All’idea di un autore medievale che trasmette
la sua intenzione direttamente alla scrittura, un’immagine
che in altre discipline è già stata messa in questione da
un paio di decenni, credono oggi in effetti non pochi studiosi di
musica medievale, prevalentemente quelli che si mostrano
particolarmente solleciti a legittimare il loro repertorio sulla
base dei princìpi estetici maturati tra Otto e Novecento, per
poi dimostrare che ‘già a quell’epoca’ si
componevano "opere d’arte". Chiaramente molti esperti di
gregoriano hanno abbandonato quest’idea da un bel pezzo, e a
dimostrarlo basti pensare che qui la disputa si è svolta negli
ultimi anni tra i sostenitori della "memorizzazione" (Levy) e
quelli dell’"improvvisazione" (Treitler); ma in ambito
polifonico, soprattutto a partire dalla cosiddetta ‘scuola di
Notre-Dame’, l’idea della nascita del compositore e
dell’opera d’arte musicale in senso moderno rimane un
topos storiografico visto sì con una certa diffidenza,
ma non sempre facile da sradicare.
L’idea alla base del libro della Busse Berger
è che l’invenzione della scrittura, pur avendo portato
ad un cambiamento nelle modalità di trasmissione, non abbia
però causato la sparizione di quelle tecniche mnemoniche che
costituiscono la base della cultura premoderna. Il libro tenta in
un certo senso di riscrivere la storia della musica medievale da
una nuova prospettiva, forte soprattutto degli studi effettuati in
ambito anglosassone negli anni Ottanta e Novanta da Jack Goody,
Mary Carruthers e altri autori. Dal primo l’autrice assume
l’idea di una cultura che non si trasforma da orale a
scritta, ma mantiene l’oralità, ovviamente praticata su
basi diverse, anche con il sopravvento della scrittura; dalla
seconda invece l’idea della diffusione della scrittura come
sintomo di un incremento dei processi di memorizzazione:
l’atto di scrivere diventa quindi funzionale a
quell’"archivio della memoria" che viene utilizzato come una
sorta di riserva mentale nel processo di composizione testuale.

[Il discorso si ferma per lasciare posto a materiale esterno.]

PR #72, opened 2020-10-17
Enhanced maximum link rate fix, Fixed the page fault in the LSPCON driver, Submodules refactoring.

0xFireWolf:
**This pull request contains 2 new features, 1 bug fix, and 5 code refactoring changes on submodules.**

### >> Enhanced Maximum Link Rate Fix

**Abstract:**

Users are no longer required to specify a maximum link rate for their builtin display via the `dpcd-max-link-rate` property. The "invalid" maximum link rate reported by the display panel has a special meaning in the eDP 1.4 standard. eDP 1.4 panels may support more link rates other than traditional ones such as RBR, HBR, HBR2 and HBR3. As such, a table of all supported rates can be found in another DPCD register. This update adds a new probe function to find and check the maximum link rate for eDP 1.4 panels, and hence eliminates the need of a manual value injection. The previous solution is used as a fallback mechanism, in case the probed value is not supported by the graphics driver. Additionally, this fix is extended to support Ice Lake platform.

**Related Research Article:** 

[Coffee Lake Intel UHD Graphics 630 on macOS Catalina: The ultimate solution to the kernel panic due to division by zero in the framebuffer driver](https://www.firewolf.science/2020/10/coffee-lake-intel-uhd-graphics-630-on-macos-catalina-the-ultimate-solution-to-the-kernel-panic-due-to-division-by-zero-in-the-framebuffer-driver/)

### >> Fixed Page Fault in the LSPCON Driver

**Abstract:**

`ReadAUX()` is resolved for the maximum link rate fix but not for the LSPCON driver. As a result, if the maximum link rate fix is disabled, the function pointer is `NULL` and hence a page fault occurs. LSPCON driver needs `ReadAUX()` to wake up the DisplayPort AUX channel for the adapter. This issue is addressed by resolving the symbol for the LSPCON driver as well.

### >> Submodules Refactoring

**Abstract:**

- The maximum link rate fix, core display clock fix and HDMI dividers calculation fix are now implemented as patch submodules. A new file `kern_igfx_clock.cpp` is created to implement these clock-related fixes.
- The I2C-over-AUX transaction APIs are separated from the LSPCON driver into a standalone submodule. Now one can enable verbose output in I2C transactions without enabling the LSPCON driver. It is also convenient to develop new patches that rely on I2C APIs.
- The LSPCON driver has been relocated to a standalone source unit `kern_igfx_lspcon.cpp/hpp`.

In general, the size of IGFX is greatly reduced, and it is more clear to identify which functions are routed by a submodule.


WhateverGreen/kern_igfx.hpp
```diff
@@ -570,1062 +508,703 @@ class IGFX {
...
-		 *  @param mode The expected mode; one of `LS` and `PCON`
-		 */
-		inline bool isRunningInMode(Mode mode) {
-			Mode currentMode;
-			if (getMode(&currentMode) != kIOReturnSuccess) {
-				DBGLOG("igfx", "LSPCON::isRunningInMode() Error: [FB%d] Failed to get the current adapter mode.", index);
-				return false;
-			}
-			return mode == currentMode;
+		inline bool hasLSPCON(uint32_t index) {
```
vit9696, line 999: When declaring a class function within the class you can safely omit `inline`, this is implied.

WhateverGreen/kern_igfx_clock.cpp
```diff
@@ -0,0 +1,881 @@
...
+	DBGLOG("igfx", "MLR: [COMM] wrapReadAUX() Maximum link rate 0x%02x has been set in the DPCD buffer.", caps->maxLinkRate);
+	return retVal;
+}
+
+IOReturn IGFX::DPCDMaxLinkRateFix::orgReadAUX(uint32_t address, void *buffer, uint32_t length) {
+	if (port != nullptr) {
+		// ICL+
+		DBGLOG("igfx", "MLR: [COMM] orgReadAUX() Routed to ICL IMP with Address = 0x%x; Length = %u.", address, length);
+		return orgICLReadAUX(port, address, buffer, length);
+	} else {
```
vit9696, line 267: Better drop the else, the upper if returns anyway.

WhateverGreen/kern_igfx_clock.cpp
```diff
@@ -0,0 +1,881 @@
...
+		// CFL-
+		DBGLOG("igfx", "MLR: [COMM] orgReadAUX() Routed to CFL IMP with Address = 0x%x; Length = %u.", address, length);
+		return orgCFLReadAUX(controller, framebuffer, address, length, buffer, displayPath);
+	}
+}
+
+bool IGFX::DPCDMaxLinkRateFix::getFramebufferIndex(uint32_t &index) {
+	auto framebuffer = port != nullptr ? orgICLGetFBFromPort(*callbackIGFX->gFramebufferController, port) : this->framebuffer;
```
vit9696, line 275: Ugh, better not to alias class members. Better make it fb or something like that for the local variable.

WhateverGreen/kern_igfx_clock.cpp
```diff
@@ -0,0 +1,881 @@
...
+	uint16_t rates[DP_MAX_NUM_SUPPORTED_RATES] = {0};
+	if (orgReadAUX(DPCD_EDP_SUPPORTED_LINK_RATES_ADDRESS, rates, sizeof(rates)) != kIOReturnSuccess) {
+		SYSLOG("igfx", "MLR: [COMM] ProbeMaxLinkRate() Failed to read supported link rates from DPCD.");
+		return 0;
+	}
+	
+	// Parse all supported link rates reported by DPCD
+	// The last non-zero entry in the table is the maximum link rate supported by the eDP 1.4 panel
+	uint32_t last = 0;
+	for (int index = 0; index < arrsize(rates); index += 1) {
```
vit9696, line 306: Maybe `index++`?

More importantly, is it guaranteed that the table is sorted? In the description you said we choose the highest value.

WhateverGreen/kern_igfx_i2c_aux.cpp
```diff
@@ -0,0 +1,187 @@
...
+	
+	// Or if verbose output in transactions is enabled
+	if (checkKernelArgument("-igfxi2cdbg")) {
+		enabled = true;
+		verbose = true;
+	}
+}
+
+void IGFX::AdvancedI2COverAUXSupport::processFramebufferKext(KernelPatcher &patcher, size_t index, mach_vm_address_t address, size_t size) {
+	auto roa = patcher.solveSymbol(index, "__ZN31AppleIntelFramebufferController14ReadI2COverAUXEP21AppleIntelFramebufferP21AppleIntelDisplayPathjtPhbh", address, size);
```
vit9696, line 30: Will not it be easier/more readable to use routeMultiple here and in similar places above?

WhateverGreen/kern_igfx.cpp
```diff
@@ -503,7 +437,7 @@ bool IGFX::processKext(KernelPatcher &patcher, size_t index, mach_vm_address_t a
 		bool bklKabyFb = realFramebuffer == &kextIntelKBLFb && cflBacklightPatch == CoffeeBacklightPatch::On;
 		// Solve ReadRegister32 just once as it is shared
 		if (bklCoffeeFb || bklKabyFb ||
-			RPSControl.enabled || ForceWakeWorkaround.enabled || coreDisplayClockPatch) {
+			RPSControl.enabled || ForceWakeWorkaround.enabled || modCoreDisplayClockFix.enabled) {
```
vit9696, line 440: This is a bit ugly. Probably we want a separate bool for submodules like `requiresGenericRegisterIo`. We can make a joint version of this bool in IGFX, assign it in processKernel as an OR of all the submodules values, and then use here.

 For now since not all entries are submodules we can assign it some hardcoded entries too. But please add a FIXME.

WhateverGreen/kern_igfx.hpp
```diff
@@ -570,1062 +508,703 @@ class IGFX {
...
+		void init() override;
+		void deinit() override;
+		void processKernel(KernelPatcher &patcher, DeviceInfo *info) override;
+		void processFramebufferKext(KernelPatcher &patcher, size_t index, mach_vm_address_t address, size_t size) override;
+	} modLSPCONDriverSupport;
+	
+	/**
+	 *  The LSPCON driver requires access to I2C-over-AUX transaction APIs
+	 */
+	friend class LSPCON;
```
vit9696, line 1066: Cannot private classes in C++(ones declared inside another) access private fields of their owner? Maybe I am forgetting something.

vit9696 (commented):
Thanks for the patches, particularly the submodules. Makes it better as we go.

The changes look good. The refactored code was mostly there, so I did not review the it too precisely. Noted a few issues, mostly stylistic.

Also, could you do a history rebase next time, like git rebase origin/master? Would be easier to handle the changes with cleaner commit history.

WhateverGreen/kern_igfx.hpp
```diff
@@ -505,11 +448,6 @@ class IGFX {
 	 */
 	class PatchSubmodule {
 	public:
-		/**
-		 *  Virtual destructor
```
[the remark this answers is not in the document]
0xFireWolf: In my previous pull request, @07151129 indicated that we would never destruct a submodule https://github.com/acidanthera/WhateverGreen/pull/64#discussion_r481390611. I understand that virtual destructor is required if we `delete` an instance of its derived type, so his suggestion convinced me.

However, my original intention is that we should always declare a virtual destructor if we make a class behave as an interface, even though we never construct an instance of its derived type dynamically. I have added it back in my latest commit. What's your suggestion or opinion?

WhateverGreen/kern_igfx_clock.cpp
0xFireWolf: Based on my observation so far, the table is sorted in ascending order, so the last non-zero element should be the maximum link rate supported by the panel.

I have added a guard to ensure that we will get the largest value from the table, in case that a "hateful" panel does not conform to the standard.

WhateverGreen/kern_igfx.hpp
0xFireWolf: `LSPCON` is a standalone class declared in `kern_igfx_lspcon.hpp` and is no longer nested in `IGFX`.

WhateverGreen/kern_igfx_clock.cpp
```diff
@@ -0,0 +1,879 @@
...
+	orgIclReadRegister32 = reinterpret_cast<decltype(orgIclReadRegister32)>(callbackIGFX->AppleIntelFramebufferController__ReadRegister32);
+	
+	if (patcher.routeMultiple(index, &request, 1, address, size) && orgDisableCDClock && orgSetCDClockFrequency && orgIclReadRegister32) {
+		DBGLOG("igfx", "CDC: Functions have been routed successfully.");
+	} else {
+		patcher.clearError();
+		SYSLOG("igfx", "CDC: Failed to route functions.");
+	}
+}
+
```
0xFireWolf, line 503: @vit9696 This is a follow-up to your review https://github.com/acidanthera/WhateverGreen/pull/72#discussion_r506909740.

I have updated my code to use `routeMultiple()` whenever possible, and now those functions are more readable.

However, I don't think the patcher supports solving multiple symbols in one shot. Take the above function as an example, the fix needs to resolve two more functions `disableCDClock()` and `setCDClockFreq()`. 

I would like to propose a new Lilu API `solveMultiple()` that is similar to `routeMultiple()`. The new API takes an array of `SolveRequest` and resolve all symbols in one function call. As a result, it would greatly simplify the case where multiple functions are required as helpers to perform a fix. 

What's your opinion?

WhateverGreen/kern_igfx.cpp
0xFireWolf: Totally agreed. At this moment, backlight fix is the only one that injects code to `readRegister32/writeRegister32`, while others only need them as helper functions. 

The worst case is that multiple fixes request to inject code to those functions, so we probably need something like `GenericRegisterModifier` to orchestrate injection requests. The same thing might happen in the AUX register case.

For the global controller access, we could apply the same concept as well. Apple has refactored a lot of code from `AppleIntelFramebufferController` to the new class `AppleIntelPort`, so a new fix might need the controller instance to fetch the framebuffer instance associated with a port via `AppleIntelFramebufferController::getFBFromPort()`.

WhateverGreen/kern_igfx.hpp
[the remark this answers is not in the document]
vit9696: Yes, it is safer to have it, because somebody might later add a destruction and forget to add a virtual destructor.

WhateverGreen/kern_igfx.hpp
vit9696: Ah, fine then.

WhateverGreen/kern_igfx_clock.cpp
vit9696: Hmmm, I do not mind, but I may not be able to work on it for the next week at least. If you send the patches we can make them land though.

0xFireWolf: OK, I will do that and submit a PR to Lilu later.

0xFireWolf: I have submitted a PR (https://github.com/acidanthera/Lilu/pull/61) to Lilu, and I also updated some code to use the new API in WhateverGreen. Finally, everything is clean and no more annoying type castings.

0xFireWolf:
@vit9696 I think that's all for this PR. I will do a history rebase next time, and I will take a look at the register refactoring (https://github.com/acidanthera/WhateverGreen/pull/72#discussion_r506913581) once I have time. The current RPS control fix and the force wake workaround are already nicely packed, so I think it would be easy to port them as a submodule. 

Let me know if there any further changes I need to make before this PR is merged.

Thanks for your time.

vit9696:
routeMultiple and solveMultiple should not leave errors after them, so you do not need clearError. The rest looks good.

0xFireWolf:
> routeMultiple and solveMultiple should not leave errors after them, so you do not need clearError. The rest looks good.

Done.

Prima di applicare questa nuova prospettiva alla
cultura musicale del Medioevo l’autrice decide di operare una
revisione della tradizionale prospettiva "romantico-positivista"
ancora oggi dilagante, usando l’approccio metastorico. Il
prologo "The First Great Dead White Male Composer" (un titolo che
ammicca furbamente ai gender e race studies) analizza
con grande intuito la visione storiografica della polifonia
medievale di Friedrich Ludwig, uno dei grandi pionieri della
medievistica musicologica. Grazie ad un’intelligente indagine
di biografia e scritti, l’autrice rintraccia le radici della
visione di Ludwig nella scia lasciata dal revival
palestriniano ottocentesco, ricostruendo una
‘genealogia’ di maestri e allievi che da Eduard Grell,
direttore della Berliner Singakademie, passa per Bellerman per poi
arrivare a Jacobsthal, professore di Ludwig a Berlino. È
l’assunzione del modello palestriniano su una griglia
metodologica di stampo positivista a creare quell’approccio
evoluzionista caratteristico di Ludwig, un autore d’altronde
talmente interessato alla ricostruzione ‘obiettiva’ da
non considerare minimamente l’inadeguatezza dei suoi assunti
estetici. Così l’aumento di voci
dell’organum diventa a suo dire il segno di uno stile
‘tardo’ e Leonino e Perotino assurgono, in qualità
di ‘individui’, al rango di autori originali. Si
possono intuire subito le conseguenze metodologiche
nell’approccio di Ludwig con le fonti: messosi alla ricerca
dell’intenzione originale di Perotino, egli ne ricostruisce
non solo un corpus di opere ‘autentiche’ ma gli
attribuisce anche altre composizioni non citate dall’anonimo
IV sulla base di un presunto stile personale.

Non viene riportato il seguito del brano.